Jero S Edward, Bharathi K Divya, Ramakrishnan S
Annu Int Conf IEEE Eng Med Biol Soc. 2020 Jul;2020:690-693. doi: 10.1109/EMBC44109.2020.9176599.
The nonstationarity measure of surface Electromyography (sEMG) signals provide an index for muscle fatigue conditions. In this paper, a new framework has been proposed for the analysis of sEMG signal using Instantaneous Spectral Centroid (ISC). The novelty of the proposed work is use of topological signal processing method to quantify the nonstationarity of sEMG signal. For this, the signals are recorded from the biceps brachii muscles of 25 healthy subjects in isometric contraction. The analytical signals corresponding to nonfatigue and fatigue segments are computed using Hilbert Transform. Further, topological features such as center of gravity (CoG), triangular area function (TAF) and ISC are calculated from the geometrical representation of a transformed signal. The result indicates the increase of TAF in fatigue condition and the significant right shift of CoG in x-axis for 80% of subjects. Importantly, the ISC estimate is decreased by 17% upon fatiguing for 84% of subjects. The obtained results show statistical significance with p < 0.05. It is observed that the shape parameters are varied in accordance with the changes observed in global characteristics of sEMG signals during muscle fatigue. The preliminary results show that the topological features are able to quantify the nonstationarity in sEMG signal. Therefore, the proposed method can be used as a fatigue index for diagnosing various neuromuscular disorders.Clinical Relevance-This method can be used to establish metrics of muscle fatigue for the benefit of physicians especially in the field of fitness, sports, pre and post-surgery surveillance and rehabilitation.

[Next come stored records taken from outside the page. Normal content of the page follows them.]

Issue #1899, opened 2015-04-23
Othermeta and source metadata should not cascade to child topicref


ghost:
Here is an example of the present behaviour:
The map:

``` xml
<bookmap>
    <booktitle>
        <mainbooktitle>Simple example</mainbooktitle>
    </booktitle>
    <bookmeta>
       <othermeta name="this_meta" content="should not be inherited"/>
    </bookmeta>
    <chapter href="child.dita"/>
</bookmap>
```

The topic:

``` xml
<topic id="topic-1">
    <title>The child</title>
    <body>
        <p>Should not have any meta.</p>
    </body>
</topic>
```

The result xhtml transformation of the topic:

``` xml
<?xml version="1.0" encoding="UTF-8"?>
<!DOCTYPE html
  PUBLIC "-//W3C//DTD XHTML 1.0 Transitional//EN" "http://www.w3.org/TR/xhtml1/DTD/xhtml1-transitional.dtd">
<html xmlns="http://www.w3.org/1999/xhtml" xml:lang="en-us" lang="en-us">
<head><meta http-equiv="Content-Type" content="text/html; charset=UTF-8" />

<meta name="copyright" content="(C) Copyright 2015" />
<meta name="DC.rights.owner" content="(C) Copyright 2015" />
<meta name="DC.Type" content="topic" />
<meta name="DC.Title" content="The child" />
<meta name="this_meta" content="should not be inherited" />
<meta name="DC.Format" content="XHTML" />
<meta name="DC.Identifier" content="topic-1" />
<link rel="stylesheet" type="text/css" href="commonltr.css" />
<title>The child</title>
</head>
<body id="topic-1">

        <h1 class="title topictitle1" id="ariaid-title1">The child</h1>

        <div class="body">
                <p class="p">Should not have any meta.</p>

        </div>

</body>
</html>
```

[...]

PR #3326, opened 2019-06-18
Removed othermeta from the `cascadeset` as it should not cascade

lionelmoi:
##  `othermeta` and `source` should not cascade
I removed `othermeta` and `source` from the `cascadeset` in MapMetaReader.java.

## Motivation and Context
Based on the official DITA 1.3 specs http://docs.oasis-open.org/dita/dita/v1.3/errata02/os/complete/part3-all-inclusive/archSpec/base/reconciling-topic-and-map-metadata.html#reconciling-topic-and-map-metadata
Fixes issue #1899 

## How Has This Been Tested?
Transformed a map heavy with `othermeta` and with some `source` declarations. Cascading behaves as expected.

## Type of Changes
- Bug fix

Signed-off-by: Lionel Moizeau <lionel.moizeau@gmail.com>

### DIFF
--- a/src/main/java/org/dita/dost/reader/MapMetaReader.java
+++ b/src/main/java/org/dita/dost/reader/MapMetaReader.java
@@ -47,7 +47,6 @@ public final class MapMetaReader extends AbstractDomFilter {
     private static final Set<String> cascadeSet = Collections.unmodifiableSet(new HashSet<>(asList(
             TOPIC_AUDIENCE.matcher,
             TOPIC_AUTHOR.matcher,
-            TOPIC_SOURCE.matcher,
             TOPIC_CATEGORY.matcher,
             TOPIC_COPYRIGHT.matcher,
             TOPIC_CRITDATES.matcher,
--- a/src/main/java/org/dita/dost/reader/MapMetaReader.java
+++ b/src/main/java/org/dita/dost/reader/MapMetaReader.java
@@ -53,7 +53,6 @@ public final class MapMetaReader extends AbstractDomFilter {
             TOPIC_CRITDATES.matcher,
             TOPIC_PERMISSIONS.matcher,
             TOPIC_PRODINFO.matcher,
-            TOPIC_OTHERMETA.matcher,
             TOPIC_PUBLISHER.matcher
     )));
     private static final Set<String> metaSet = Collections.unmodifiableSet(new HashSet<>(asList(
@@ -307,7 +306,7 @@ public final class MapMetaReader extends AbstractDomFilter {
                     } else {
                         if (TOPIC_NAVTITLE.matches(classValue)) {
                             //Add locktitle value to navtitle so we know whether it should be pushed to topics
-                            final String locktitleAttr =  ((Element) meta.getParentNode()).getAttributeNode(ATTRIBUTE_NAME_LOCKTITLE) != null ? 
+                            final String locktitleAttr =  ((Element) meta.getParentNode()).getAttributeNode(ATTRIBUTE_NAME_LOCKTITLE) != null ?
                                                           ((Element) meta.getParentNode()).getAttributeNode(ATTRIBUTE_NAME_LOCKTITLE).getNodeValue() : "no";
                             elem.setAttributeNS(DITA_OT_NS, DITA_OT_NS_PREFIX + ":" + ATTRIBUTE_NAME_LOCKTITLE, locktitleAttr);
                         }
--- a/src/main/java/org/dita/dost/reader/MapMetaReader.java
+++ b/src/main/java/org/dita/dost/reader/MapMetaReader.java
@@ -50,6 +50,7 @@ public final class MapMetaReader extends AbstractDomFilter {
             TOPIC_CATEGORY.matcher,
             TOPIC_COPYRIGHT.matcher,
             TOPIC_CRITDATES.matcher,
+            TOPIC_METADATA.matcher,
             TOPIC_PERMISSIONS.matcher,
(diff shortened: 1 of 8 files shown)


lionelmoi:
*do not merge*

I'm still missing `<metadata>` elements.

lionelmoi:
@jelovirt  @robander I need your opinion.
 The DITA specs specifies that the `<metadata>` element must cascade: https://dita.fluidtopics.com/reader/7O8WA55ox7Lhg9IPioVbSQ/IYAm3JV0n_W9AAp1FfQj3w

Element | How does it apply to the topic? | Does it cascade to child topicref elements? | What is the purpose when set on the map element?
-- | -- | -- | --
metadata | Add to the topic | Yes | Specify metadata for the entire map

I interpret as "the `<metadata>` element and all its content must cascade". Otherwise metadata will never cascade as it is unwrapped somewhere during preprocessing.

robander:
I think the whole issue of `<metadata>` cascading is difficult -- largely because of how it evolved, and our inability to break compatibility between versions of DITA 1.x.

The `<metadata>` container didn't even exist in DITA 1.0 -- it was added later to make `<prolog>` and `<topicmeta>` work more alike, allowing copy/paste type reuse or moving between the elements.

When it says that `<metadata>` cascades, that definitely does not / cannot mean "everything inside of the container", because the container also allows quite a few things that explicitly do not cascade. For example, I've seen documents where index terms are defined in that container -- a habit that started when they were defined inside of topics:
```
<metadata>
  <keywords><indexterm>example</indexterm>
</metadata>
```
The `<keywords>` element does not cascade, based on the same topic you referenced. If everything in the `<metadata>` container cascades, then this index entry would also cascade, and would apply to every document in the branch -- index terms defined like this would become cumulative, where every topic is indexed with (index entries defined here or an any ancestor).

So ... this is unclear and needs to be fixed in the DITA 2.x spec but I'm not sure what to say right now, for DITA-OT behavior with 1.x. We definitely do not want everything inside of there to cascade, but when elements inside of `<metadata>` do cascade -- like `<audience>` -- it is appropriate for the container to cascade with that inside.

lionelmoi:
I think there is a nice use case for cascading the contents of the `<metadata>` tag.

If you put something in the metadata tag it means you want it to cascade. If you put something outside it means that it should only cascade if it is meant to.

It provides information architect with a way to define metadata *packages* that are inherited by the `<map>` or `<topicref>` children.

If we explain it, and I volunteer to do so, I think this behavior would be a nice addition to the DITA-OT.

robander:
I can understand that argument, but ... adding it would definitely break a lot of my documents for indexing (which is why I used that example). So I would not want this as a change to the default behavior -- by default, elements inside of `<metadata>` that are not supposed to cascade, should still not cascade.

lionelmoi:
I see your point.

Could we imagine implementing it behind a parameter? Or as a plugin?

I could dedicate some time for this but I would need some pointers as there is **absolutely no comments** in the java code...

robander:
I think a plugin would be best, but I'm not sure how best to implement. I've tried to fix a couple of items in that cascade code without success -- it is some of the oldest code still in DITA-OT, written by people who left the project many years ago. 

I know that the general design is to create a mapping table of (`href` values) associated with `metadata`. But this can cause problems - which I was not able to solve - when the same `href` appears more than once. In that case, each entry adds to the collected `topicmeta`, and then the merged result is written out for all cases. But this means that if I use metadata for one instance of `example.dita`, and I want different metadata in another context -- like a different navigation title or short description -- it does not work. I know there was an issue open for this several years ago but it is possible this was closed as stale.

lionelmoi:
So this is implemented in xslt? 

Can you point to where the ancient code is?

robander:
I was about to say "no" but ... I'm not actually sure, it depends on where you want / need to make a change. There is both Java and XSLT code involved.

Java code pushes the content to topics: https://github.com/dita-ot/dita-ot/blob/develop/src/main/java/org/dita/dost/module/MoveMetaModule.java

XSLT implements attribute cascading, but it's been a long time since I looked ... I can't remember if this also handles element cascading, or if that's in `MoveMetaModule` -- https://github.com/dita-ot/dita-ot/blob/develop/src/main/plugins/org.dita.base/xsl/preprocess/mappullImpl.xsl

You can extend the `mappull` XSLT step, so that might be the easiest place to hook in and add new cascading (but it would not be a great spot to change / undo cascading that already happened in the Java module).

lionelmoi:
After some painful investigation, I think this is all handled in Java
here: https://github.com/dita-ot/dita-ot/blob/develop/src/main/java/org/dita/dost/reader/MapMetaReader.java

表面肌电图(sEMG)信号的非平稳性测量为肌肉疲劳状况提供了一个指标。本文提出了一种使用瞬时谱质心(ISC)分析sEMG信号的新框架。该工作的新颖之处在于使用拓扑信号处理方法来量化sEMG信号的非平稳性。为此,在等长收缩过程中从25名健康受试者的肱二头肌记录信号。使用希尔伯特变换计算对应于非疲劳和疲劳段的解析信号。此外,从变换后信号的几何表示中计算诸如重心(CoG)、三角形面积函数(TAF)和ISC等拓扑特征。结果表明,在疲劳状态下TAF增加,80%的受试者的CoG在x轴上显著右移。重要的是,84%的受试者在疲劳时ISC估计值下降了17%。所得结果具有统计学意义,p < 0.05。观察到形状参数根据肌肉疲劳期间sEMG信号全局特征的变化而变化。初步结果表明,拓扑特征能够量化sEMG信号中的非平稳性。因此,所提出的方法可作为诊断各种神经肌肉疾病的疲劳指标。临床相关性——该方法可用于建立肌肉疲劳指标,以造福医生,特别是在健身、运动、手术前后监测和康复领域。